The developed algorithms were able to accurately predict the mortality risk in patients with COVID-19 based on the patients’ physiological conditions, symptoms, and demographic information. This system may help hospitals, medical facilities, and caregivers prioritize COVID-19 patients, particularly with the extra discrimination power provided by the remaining features.
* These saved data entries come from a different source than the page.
PR #79, opened 2017-02-24
Support lists of tensors in ops.

judah:
Adds a new type `ListOf` which wraps a heterogeneous list; for example,
`ListOf (Tensor Value) '[Int32, Float]` represents a list of two
elements: a tensor of int32s and a tensor of floats.

Also changes the `Queue2` type (which suppored pairs of tensors) to
`Queue` (which supports arbitrary lists).

### DIFF
--- a/tensorflow-opgen/src/TensorFlow/OpGen.hs
+++ b/tensorflow-opgen/src/TensorFlow/OpGen.hs
@@ -314,17 +314,18 @@ tensorArg p = case parsedArgCase p of
     ResourceArg -> "ResourceHandle"
     SimpleArg { argType = t, argCaseKind = k } -> tensorType t k
     ListArg { argType = t, argCaseKind = k } -> brackets $ tensorType t k
-    MixedListArg {argTypeAttr = t} -> "TensorList Value" <+> renderHaskellName t
+    MixedListArg {argTypeAttr = t, argCaseKind = k}
+        -> "TensorList" <+> kind k <+> renderHaskellName t
   where
+    kind k = case k of
+                ArgTensorRef -> "Ref"
+                ArgTensorValue -> "Value"
+                ArgTensorEither v' -> strictText v'
     tensorType t k = let
-        v = case k of
-                ArgTensorRef -> "Tensor Ref"
-                ArgTensorValue -> "Tensor Value"
-                ArgTensorEither v' -> "Tensor" <+> strictText v'
         a = case t of
                 ArgTypeFixed dt -> strictText $ dtTypeToHaskell dt
                 ArgTypeAttr n -> renderHaskellName n
-        in v <+> a
+        in "Tensor" <+> kind k <+> a
 
 attrComment :: Attr a -> Doc
 attrComment a = argComment' (attrName a) (attrDescription a)
--- a/tensorflow-opgen/src/TensorFlow/OpGen.hs
+++ b/tensorflow-opgen/src/TensorFlow/OpGen.hs
@@ -147,6 +147,7 @@ imports = stack [
       "import Data.ByteString (ByteString)"
     , "import Data.Complex (Complex)"
     , "import Data.Int (Int8, Int16, Int32, Int64)"
+    , "import Data.Proxy (Proxy(Proxy))"
     , "import Data.Word (Word8, Word16)"
     , "import Lens.Family2 ((.~), (&))"
     , "import TensorFlow.Build"
@@ -229,9 +230,8 @@ functionBody pOp = buildFunction <+> parens (hang 0 (stack buildOpParts))
                             <- parsedOutputs pOp]
     buildOpParts =
         "opDef" <+> renderQuotedTFName (parsedOpName pOp) :
-        -- Renders tensor arguments.
-        [ "& opAttr" <+> renderQuotedTFName n <+>
-          ".~ tensorType (undefined ::" <+> renderHaskellName n <> ")"
+        -- Renders type parameter arguments.
+        [ "& opAttr" <+> renderQuotedTFName n <+> ".~" <+> inferredTypeExpr a
         | a <- inferredTypeAttrs pOp, let n = attrName a
         ] ++
         -- Renders mandatory attributes as function parameters.
@@ -244,6 +244,12 @@ functionBody pOp = buildFunction <+> parens (hang 0 (stack buildOpParts))
         ]
 
     tensorArgs = renderHaskellName . parsedArgName <$> parsedInputs pOp
+    inferredTypeExpr a
+        | typeParamIsList $ attrInfo a
+            = "fromTensorTypes (Proxy :: Proxy" <+> renderHaskellName (attrName a)
+                    <> ")"
+        | otherwise = "tensorType (undefined ::" <+> renderHaskellName (attrName a)
+                            <> ")"
 
 -- | Write a comment with the inputs/outputs/attributes in proto format, for
 -- debugging.
@@ -273,7 +279,7 @@ typeSig pOp = constraints
     typeParams = [strictText v | k <- parsedInputs pOp ++ parsedOutputs pOp,
                   Just (ArgTensorEither v) <- [argKind $ parsedArgCase k]]
                 ++ [renderHaskellName $ attrName n | n <- inferredTypeAttrs pOp]
-    classConstraints = tuple $ concatMap tensorArgConstraint
+    classConstraints = tuple $ map tensorArgConstraint
                     $ inferredTypeAttrs pOp
     signatureFold = folddoc (\x y -> x </> "->" <+> y)
     attrInput a = renderAttrType (attrInfo a) <+> hang 0 ("-- ^" <+> attrComment a)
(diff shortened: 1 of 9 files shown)


blackgnezdo:
Could you fix up the -Werror problem?

14:02:28     /tfhs/tensorflow/src/TensorFlow/Types.hs:407:5: Warning:
14:02:28         Pattern match(es) are non-exhaustive
14:02:28         In an equation for `==':
14:02:28             Patterns not matched:
14:02:28                 Nil (_ :| _)
14:02:28                 (_ :| _) Nil
14:02:28     
14:02:28     <no location info>: 
14:02:28     Failing due to -Werror.

https://ci.tensorflow.org/job/tensorflow-haskell-pull-requests/91/console

tensorflow-opgen/src/TensorFlow/OpGen/ParsedOp.hs
```diff
@@ -104,6 +103,13 @@ data AttrBaseType = AttrBytes | AttrInt64 | AttrFloat | AttrBool
                 | AttrType | AttrShape | AttrTensor
                 deriving Eq
 
+data TypeParam = TypeParam
+    { typeParamIsList :: Bool
+    , typeParamRestrictions :: Maybe [DataType]
+        -- ^ The list of allowed types (see: TensorFlow.Types.OneOf).
+        -- If 'Nothing', then any type is acceptable.
```
blackgnezdo: What does Just [] indicate? Does it make sense to drop Maybe and use [] as anything-goes value? Alternatively, Maybe NonEmpty would work.

tensorflow-queue/src/TensorFlow/Queue.hs
```diff
@@ -12,67 +12,65 @@
...
     (handle q)
 
 -- | Retrieves the values from the queue.
-dequeue :: forall a b . (TensorType a, TensorType b)
-           => Queue2 a b
-           -> Build (Tensor Ref a, Tensor Ref b)
+dequeue :: forall as . TensorTypes as
+           => Queue as
+           -> Build (TensorList Ref as)
            -- ^ Dequeued tensors. They are paired in a sense
```
blackgnezdo: paired -> coupled?

tensorflow/src/TensorFlow/Nodes.hs
```diff
@@ -96,6 +99,21 @@ instance Nodes ControlNode where
 instance a ~ () => Fetchable ControlNode a where
     getFetch _ = return $ pure ()
 
+-- hm, annoying but doable.
+-- unfortunately, pulling out requires a "Identity" everywhere...bleh
```
blackgnezdo: The confusing part is that it's not exactly everywhere. You can try to hide it a bit by composing :| with Identity into a different operator.

tensorflow-queue/tests/QueueTest.hs
```diff
@@ -39,42 +41,45 @@ import qualified Data.ByteString as BS
...
+    liftIO $ expected @=? y
 
 testAsync :: Test
 testAsync = testCase "testAsync" $ runSession $ do
     (deq, pump) <- build $ do
-        q :: Queue2 Int64 BS.ByteString <- makeQueue2 2 ""
+        q :: Queue [Int64, BS.ByteString] <- makeQueue 2 ""
         (,) <$> dequeue q
-            <*> enqueue q 10 (scalar "Async")
+            <*> enqueue q (10 :| scalar "Async" :| Nil)
```
blackgnezdo: It would be really good to explain why this 10 doesn't need any Identity whereas Scalar 10 below does.

tensorflow-queue/src/TensorFlow/Queue.hs
judah: Done.

tensorflow-opgen/src/TensorFlow/OpGen/ParsedOp.hs
judah: Switched to NonEmpty.

tensorflow-opgen/src/TensorFlow/OpGen.hs
```diff
@@ -244,6 +244,12 @@ functionBody pOp = buildFunction <+> parens (hang 0 (stack buildOpParts))
         ]
 
     tensorArgs = renderHaskellName . parsedArgName <$> parsedInputs pOp
+    inferredTypeExpr a
+        | typeParamIsList $ attrInfo a
```
judah: Done (and used elsewhere in this file).

judah:
I fixed the `-Werror` issue by adding a case that's #ifdef'd away for ghc-8, since that compiler is smart enough to know that the case isn't needed due to how the GADT types interact.

tensorflow/src/TensorFlow/BuildOp.hs
```diff
@@ -28,11 +30,13 @@ import Control.Monad (replicateM)
 import Control.Monad.Reader (ReaderT, runReaderT, ask)
 import Control.Monad.State.Strict (State, runState, get, put)
 import Data.Int (Int64)
+import Data.Proxy (Proxy(..))
```
blackgnezdo: Looks like it is unneeded and failing with -Werror.

tensorflow/src/TensorFlow/Nodes.hs
judah: Added (|:|) which is the version with Identity.

I feel it should be possible to simplify things, but haven't cracked it yet (and it may require ghc-8).  If I figure it out I'll send another PR.

tensorflow-queue/tests/QueueTest.hs
judah: Added a comment (in `testBasic`).

tensorflow/src/TensorFlow/BuildOp.hs
judah: Done.

tensorflow/src/TensorFlow/Nodes.hs
```diff
@@ -96,6 +99,21 @@ instance Nodes ControlNode where
...
+
+instance (Nodes (f a), Nodes (ListOf f as)) => Nodes (ListOf f (a ': as)) where
+    getNodes (x :| xs) = liftA2 Set.union (getNodes x) (getNodes xs)
+
+instance l ~ List '[] => Fetchable (ListOf f '[]) l where
+    getFetch _ = return $ pure Nil
+
+instance (Fetchable (f t) a, Fetchable (ListOf f ts) (List as), i ~ Identity)
+    => Fetchable (ListOf f (t ': ts)) (ListOf i (a ': as)) where
+    getFetch (x :| xs) = liftA2 (\y ys -> Identity y :| ys) <$> getFetch x <*> getFetch xs
```
blackgnezdo: |:| ?

tensorflow/src/TensorFlow/Tensor.hs
```diff
@@ -12,20 +12,31 @@
...
 {-# LANGUAGE FlexibleInstances #-}
+{-# LANGUAGE FunctionalDependencies #-}
 {-# LANGUAGE GADTs #-}
+{-# LANGUAGE KindSignatures #-}
+{-# LANGUAGE MultiParamTypeClasses #-}
 {-# LANGUAGE OverloadedStrings #-}
 {-# LANGUAGE Rank2Types #-}
+{-# LANGUAGE TypeFamilies #-}
+{-# LANGUAGE TypeOperators #-}
+{-# LANGUAGE UndecidableInstances #-}
```
blackgnezdo: Pulling out big guns here? Maybe put a comment where it's needed?

tensorflow/src/TensorFlow/Nodes.hs
judah: Done.

tensorflow/src/TensorFlow/Tensor.hs
judah: Removed UndecidableInstances since it's not actually needed in this module.

awpr:
Heterogeneous list approach looks good.  I think it's also achievable by moving the constraints into the list type itself (with existential types), so the argument type for type-lists would be something like "SomeListOf (Tensor v) allowedTypes" but I don't think that would be any nicer than this.


I wonder if it's possible to have a typeclass method 'tensorList' that takes arbitrarily many arguments (selecting an (->) instance each time an argument is applied) and then gives a ListOf (Tensor v) ts when it's used in a context that expects ListOf.  (Essentially it would be 'hBuild' from the HList package).

tensorflow/src/TensorFlow/Types.hs
```diff
@@ -376,6 +390,44 @@ instance Attribute [DataType] where
 instance Attribute [Int64] where
     attrLens = list . i
 
+-- | A heterogeneous list type.
+data ListOf f as where
+    Nil :: ListOf f '[]
+    (:|) :: f a -> ListOf f as -> ListOf f (a ': as)
```
judah: Done; renamed to (:/) and (/:/).

judah:
I think the existential types would make it more difficult to express operations like

    enqueue :: TensorTypes as => Queue as -> TensorList v as -> Build ControlNode

where we want the care about the two arguments being consistent, i.e., referring to the same list of types.

The `tensorList` class method is a nice idea.  I guess we'd need two variants; one for `ListOf` and one for `List` (similar to `:/` and `/:/`).  Due to that complexity, I prefer to punt for now.  Though maybe the class would let us avoid type operators altogether, like HList does.  (I'm not sure whether you can do something similar to overload pattern matches.)

awpr:
Sure, the typeclassy hlist-builder is just a syntactic convenience.  I agree the existential approach looks worse after all.  LGTM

This study could expand to other diseases to help the healthcare system respond more effectively during an outbreak or a pandemic.

Strengths of Article

The article addresses an important problem, that of determining early on which patients might require extra resources or attention during the current strained pandemic situation. This article used a relatively large dataset and selected many related features to train the predict models, and accuracy and performance were measured for each model. Further, the authors did a good job of providing some explanation of the features of importance to guide reproduction of such a model, as well as to explain the potential performance of more complicated techniques such as neural network-based models.

Limitations of Article

A number of limitations exist in this paper , primarily due to the method in which features are pre-selected and models trained on balanced datasets.

there are limitations on the data source used — though this is no fault of the authors. The availability of a wider array of feature data was limited, and therefore, the common features of age and comorbidities were selected as most important, as expected.
In building their models, authors use 10-fold cross-validation on a balanced dataset, which may not be the most effective way of dealing with the data imbalance. In particular, such a technique should be repeated so as to ensure the downsampling of the negative class does not potentially choose patients that are very easy to discriminate from those that have high mortality risk.
They also carry out their feature selection prior to model development — essentially identifying features that have direct correlations to the outcome of interest.
This limits the feature importance claims the paper makes and it is not clear if later treatment data potentially confounds these results — in terms of high risk people who survived versus did not.
Their procedure of creating additional features is not necessarily clear (consulted with clinical collaborators), and therefore difficult to replicate or understand the definitions used for those variables and the sources of that data.
The hyperparameter tuning used for the grid searching could use better explanation. What were the ranges selected to search from, why set those ranges/step sizes, and do the authors thing they explored a reasonable search space for the hyperparameters?
For evaluating the results, accuracy isn’t the most informative measure for a situation like this. While AUROC additionally has performance issues with imbalanced datasets, it is more explanatory when data balancing is carried out, such as in this work. Focusing on AUROC, while providing the specific metric used to optimize the confusion matrix would provide better understanding of risk as well as provide a potential for a decision support marker/threshold. Ideally, authors would provide some form of calibration plot to understand the distribution of risk over the population tested.

Take-Home Message

This article is an important step in developing a model to predict the mortality risk in patients with COVID-19, and further providing a useful tool for healthcare systems to prioritize COVID-19 patients with limited resource. However, the reliability of the data source limits the accuracy of the analysis, and the procedure of creating feature set is not necessarily clear. Further, balancing the training data by randomly sub-sampling the negative class will potentially eliminate important patients especially when we have so little data, so if such a procedure is to be carried out, it should be repeated to show robustness to the random nature of the dataset creation. In all, this is a solid foundation to begin from but more advanced models with a wider array of data are needed.